INSTRUCTIONS FOR THE TASK: When you reach the line containing "- Reworked function" in the records below, start copying exactly, and stop once you have copied the line containing "def __init__(self) ->".

···

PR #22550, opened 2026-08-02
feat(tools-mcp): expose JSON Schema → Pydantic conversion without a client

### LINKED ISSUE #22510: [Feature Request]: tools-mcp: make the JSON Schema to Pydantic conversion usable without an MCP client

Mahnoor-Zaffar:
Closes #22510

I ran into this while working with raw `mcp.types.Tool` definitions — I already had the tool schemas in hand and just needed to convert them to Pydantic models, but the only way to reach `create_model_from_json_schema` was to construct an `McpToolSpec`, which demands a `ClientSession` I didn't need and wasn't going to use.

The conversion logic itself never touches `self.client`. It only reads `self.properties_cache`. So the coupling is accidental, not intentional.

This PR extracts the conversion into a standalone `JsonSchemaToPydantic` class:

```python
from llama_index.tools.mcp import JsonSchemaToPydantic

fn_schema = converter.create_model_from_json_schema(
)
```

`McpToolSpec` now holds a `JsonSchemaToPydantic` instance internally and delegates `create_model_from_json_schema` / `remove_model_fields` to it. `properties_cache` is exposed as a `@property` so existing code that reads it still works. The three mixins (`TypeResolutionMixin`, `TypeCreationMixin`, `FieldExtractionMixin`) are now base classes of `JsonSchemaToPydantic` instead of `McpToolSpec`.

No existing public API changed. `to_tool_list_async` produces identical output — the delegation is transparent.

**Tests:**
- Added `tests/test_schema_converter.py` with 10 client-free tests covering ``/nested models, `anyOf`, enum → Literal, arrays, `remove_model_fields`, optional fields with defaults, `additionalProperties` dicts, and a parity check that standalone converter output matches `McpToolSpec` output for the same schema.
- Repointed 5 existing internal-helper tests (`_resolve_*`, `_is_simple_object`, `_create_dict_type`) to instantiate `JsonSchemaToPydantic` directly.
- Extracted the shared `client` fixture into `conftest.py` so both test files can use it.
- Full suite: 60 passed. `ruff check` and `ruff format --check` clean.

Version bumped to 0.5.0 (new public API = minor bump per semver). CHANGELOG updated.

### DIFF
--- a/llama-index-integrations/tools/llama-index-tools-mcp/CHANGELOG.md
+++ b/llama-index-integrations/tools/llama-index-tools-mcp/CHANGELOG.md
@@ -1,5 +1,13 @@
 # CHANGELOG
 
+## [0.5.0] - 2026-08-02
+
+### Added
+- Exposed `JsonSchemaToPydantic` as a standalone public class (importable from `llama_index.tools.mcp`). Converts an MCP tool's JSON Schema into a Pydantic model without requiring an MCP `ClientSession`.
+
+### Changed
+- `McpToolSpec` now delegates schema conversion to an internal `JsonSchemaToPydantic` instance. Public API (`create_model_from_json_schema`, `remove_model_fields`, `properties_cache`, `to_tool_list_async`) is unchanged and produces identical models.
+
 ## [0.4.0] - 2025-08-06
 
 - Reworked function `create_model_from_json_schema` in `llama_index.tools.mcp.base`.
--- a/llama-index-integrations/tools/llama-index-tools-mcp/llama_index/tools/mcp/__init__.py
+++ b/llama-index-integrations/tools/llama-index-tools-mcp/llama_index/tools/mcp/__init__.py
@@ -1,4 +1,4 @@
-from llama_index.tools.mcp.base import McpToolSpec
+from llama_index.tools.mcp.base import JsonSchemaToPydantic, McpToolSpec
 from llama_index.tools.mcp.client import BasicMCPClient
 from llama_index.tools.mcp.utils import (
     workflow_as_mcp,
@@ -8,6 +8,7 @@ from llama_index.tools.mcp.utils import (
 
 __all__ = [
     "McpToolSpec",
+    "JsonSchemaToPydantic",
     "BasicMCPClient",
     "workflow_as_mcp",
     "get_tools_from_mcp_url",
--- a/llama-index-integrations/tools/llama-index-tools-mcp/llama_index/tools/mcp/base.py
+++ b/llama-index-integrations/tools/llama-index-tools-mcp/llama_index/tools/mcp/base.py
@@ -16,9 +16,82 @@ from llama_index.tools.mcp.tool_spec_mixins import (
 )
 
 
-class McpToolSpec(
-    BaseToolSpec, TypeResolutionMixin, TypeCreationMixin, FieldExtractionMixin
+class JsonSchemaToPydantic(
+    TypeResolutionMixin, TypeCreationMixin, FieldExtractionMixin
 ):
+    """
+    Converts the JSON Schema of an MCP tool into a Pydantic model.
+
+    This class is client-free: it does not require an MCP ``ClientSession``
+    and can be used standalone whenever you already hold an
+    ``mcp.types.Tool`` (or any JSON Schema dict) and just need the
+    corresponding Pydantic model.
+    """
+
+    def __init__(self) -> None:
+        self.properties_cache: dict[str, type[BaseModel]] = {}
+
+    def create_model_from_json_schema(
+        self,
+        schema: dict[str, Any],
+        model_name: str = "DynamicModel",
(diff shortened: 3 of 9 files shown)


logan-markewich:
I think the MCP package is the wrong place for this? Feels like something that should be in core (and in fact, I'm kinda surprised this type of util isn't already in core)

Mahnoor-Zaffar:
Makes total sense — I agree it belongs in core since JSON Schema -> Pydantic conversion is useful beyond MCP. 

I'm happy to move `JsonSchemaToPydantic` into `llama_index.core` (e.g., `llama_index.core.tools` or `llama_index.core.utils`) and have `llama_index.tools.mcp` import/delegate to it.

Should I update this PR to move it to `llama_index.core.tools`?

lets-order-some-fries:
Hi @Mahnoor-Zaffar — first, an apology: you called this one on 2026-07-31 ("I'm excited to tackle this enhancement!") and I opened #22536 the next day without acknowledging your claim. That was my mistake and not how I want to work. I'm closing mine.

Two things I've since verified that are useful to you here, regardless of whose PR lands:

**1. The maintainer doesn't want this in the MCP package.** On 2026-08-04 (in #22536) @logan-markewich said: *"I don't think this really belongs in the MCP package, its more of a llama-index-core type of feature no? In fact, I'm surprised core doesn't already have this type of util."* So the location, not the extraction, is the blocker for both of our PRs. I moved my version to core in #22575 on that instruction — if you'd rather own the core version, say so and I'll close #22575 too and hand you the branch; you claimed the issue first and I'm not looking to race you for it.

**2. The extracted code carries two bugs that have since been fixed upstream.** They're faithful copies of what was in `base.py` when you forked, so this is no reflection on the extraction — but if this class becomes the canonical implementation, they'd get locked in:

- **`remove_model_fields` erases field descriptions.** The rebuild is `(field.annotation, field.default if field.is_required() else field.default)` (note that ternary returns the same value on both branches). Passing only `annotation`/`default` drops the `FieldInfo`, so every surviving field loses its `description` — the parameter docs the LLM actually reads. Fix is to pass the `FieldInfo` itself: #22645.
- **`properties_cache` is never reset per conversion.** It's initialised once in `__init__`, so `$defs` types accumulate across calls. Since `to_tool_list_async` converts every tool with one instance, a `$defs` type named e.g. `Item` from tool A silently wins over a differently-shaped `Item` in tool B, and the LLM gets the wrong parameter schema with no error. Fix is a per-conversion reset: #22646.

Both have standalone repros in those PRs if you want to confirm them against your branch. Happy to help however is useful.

···

OUTPUT OF THE TASK:
 - Reworked function `create_model_from_json_schema` in `llama_index.tools.mcp.base`.
--- a/llama-index-integrations/tools/llama-index-tools-mcp/llama_index/tools/mcp/__init__.py
+++ b/llama-index-integrations/tools/llama-index-tools-mcp/llama_index/tools/mcp/__init__.py
@@ -1,4 +1,4 @@
-from llama_index.tools.mcp.base import McpToolSpec
+from llama_index.tools.mcp.base import JsonSchemaToPydantic, McpToolSpec
 from llama_index.tools.mcp.client import BasicMCPClient
 from llama_index.tools.mcp.utils import (
     workflow_as_mcp,
@@ -8,6 +8,7 @@ from llama_index.tools.mcp.utils import (
 
 __all__ = [
     "McpToolSpec",
+    "JsonSchemaToPydantic",
     "BasicMCPClient",
     "workflow_as_mcp",
     "get_tools_from_mcp_url",
--- a/llama-index-integrations/tools/llama-index-tools-mcp/llama_index/tools/mcp/base.py
+++ b/llama-index-integrations/tools/llama-index-tools-mcp/llama_index/tools/mcp/base.py
@@ -16,9 +16,82 @@ from llama_index.tools.mcp.tool_spec_mixins import (
 )
 
 
-class McpToolSpec(
-    BaseToolSpec, TypeResolutionMixin, TypeCreationMixin, FieldExtractionMixin
+class JsonSchemaToPydantic(
+    TypeResolutionMixin, TypeCreationMixin, FieldExtractionMixin
 ):
+    """
+    Converts the JSON Schema of an MCP tool into a Pydantic model.
+
+    This class is client-free: it does not require an MCP ``ClientSession``
+    and can be used standalone whenever you already hold an
+    ``mcp.types.Tool`` (or any JSON Schema dict) and just need the
+    corresponding Pydantic model.
+    """
+
+    def __init__(self) -> None:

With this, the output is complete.